- **THE PROBLEM**
Using the material below, set down only the line containing "import UIKit" and the lines after it, unchanged.

- **DATA**
PR #32, opened 2020-12-07
Support themed colors

eimantas:
Usage involves:

```
let defaultColor = Color.primary // uses current environment tint
let forcedLightColor = Color.primary(.light)
let forcedDarkColor = Color.primary(.dark)
```

### DIFF
--- a/ios/Sources/MaaSTheme/Colors.swift
+++ b/ios/Sources/MaaSTheme/Colors.swift
@@ -2,7 +2,7 @@ import SwiftUI
 import UIKit
 import MaasCore
 
-extension Color {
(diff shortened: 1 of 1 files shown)


justasm:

- **FINISHED TASK**
 import UIKit
 import MaasCore
 
-extension Color {
(diff shortened: 1 of 1 files shown)


justasm:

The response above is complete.